Expanding opportunities: Text Data Mining with Newspapers

In late February 2023, the Leddy Library’s Academic Data Centre at the University of Windsor hosted a workshop series called RDM & TDM in JupyterHub with Newspapers. TDM is an acronym for Text Data Mining (TDM) and one increasingly common approach to TDM highlighted in the workshop is the use of Optical Character Recognition (OCR) from newspapers for text processing. The imagery for several of the newspaper titles used for the workshop was improved to raise the OCR accuracy levels to better serve TDM technologies.

First observed with  the Feb. 4, 1892 edition of the Comber Herald, initial tests with Topaz suggested a 20% improvement in OCR accuracy. This past year has seen the entire collection reprocessed, which allowed the Herald to be included in the corpus for a TDM workshop held at the Leddy Library.
Another sample from 2021, this time the Sept. 22, 1971 edition of the Essex Times. Like the Herald, the Times was completely processed this past year with Topaz.

The series was funded with a grant from Compute Ontario and showcased OurDigitalWorld’s extensive history with newspaper digitization, as well as its long-standing partnership with the University of Windsor. The growing interest in TDM among Ontario libraries was further confirmed by a Colloquium on TDM in Libraries event held at the University of Toronto in early May 2023. The use of newspapers for TDM was a major theme for the colloquium and a common strategy was identified where newspaper collections become substantial data assets for text processing.

ODW collections not only formed the basis of the Windsor workshop series, a subsequent data challenge using the newspaper collection was launched in March, which featured a collaboration with Hackforge, and a kick-off event at the LaSalle public library in partnership with the Essex County Library System. The Compute Ontario grant that supported these activities also provided funding for two graduate students, Akram Vasighizaker and Sumaiya Deen Muhammad, to carry out original research and the results are publicly available on the workshop github site.

TDM is an exciting new direction for newspaper digitization and represents a convergence between recent advances in artificial intelligence (AI) and machine learning with what is frequently the most extensive record of a community’s past, the local newspaper. Unique insights into the past and identifying trends and patterns are enhanced with the power of TDM and digitized newspapers, and it is hoped that ODW can continue to help libraries contribute to this promising area of research.

What’s new with VITA 6.4

VITA Digital Collections Toolkit was upgraded in September 2022, making it easier for user to provide better attribution and search results. This version upgrade means users can automatically assign copyright labels, process text items with OCR and hit highlighting, and share improved display for linked index records and more…

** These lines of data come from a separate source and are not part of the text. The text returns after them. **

PR #1173, opened 2023-02-12
Update annotation to allow PathLike

Dreamsorcerer:
The value is only used in os.path.abspath(), so it works fine with Path.

### DIFF
--- a/alembic/config.py
+++ b/alembic/config.py
@@ -10,6 +10,7 @@ from typing import Dict
 from typing import Optional
 from typing import overload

Exciting new changes include:

  • digital files uploaded as category “page” can automatically generate OCR and apply hit highlighting to search results – great for newspaper issues, documents, even headstone photos!
  • copyright holder statements can be automatically applied to serial publications 95 years old or younger (here’s how)
  • index records with links to digital pages will now display the linked page image in the details panel instead of the sidebar
  • personal information and cookies policy statements are now available for both VITA users and the public
  • apply “section” fields for non-newspaper pages e.g. Chapter headings
  • updated “help” for on-screen support (and correlating MAP updates)

Want to stay up to date with VITA Toolkit news? Use the subscription form on the home page of the VITA Help site.

Pilot: Handwritten Character Recognition (HCR)

As part of our digitization post production services, ODW has been achieving excellent results processing handwritten materials with Google’s Optical Character Recognition software. For a pilot project, we processed approximately 1120 duplex pages of pre-1910 handwritten Parish registers (births, marriages, deaths, mainly baptisms) digitized from public-use microfilm. Despite the quality of the images (scratched film and high contrast photography) the page images were split, deskewed, cropped and run through the  OCR software for some very rewarding results.

Applying this to our ongoing work with the Federated Women’s Institutes of Ontario (FWIO), we processed a recent batch of scrapbooks from the Grace Patterson Branch to provide full text search of the entire contents whether handwritten or typed. For all-in-one projects we will continue to apply the HCR software

Moving forward, we intend to experiment with Microsoft’s Azure HCR support which may be surpassing Google’s project — definitely worth trying to compare some pages! The development of HCR is burgeoning at companies like Google and Microsoft, so we can expect progressively better results over time.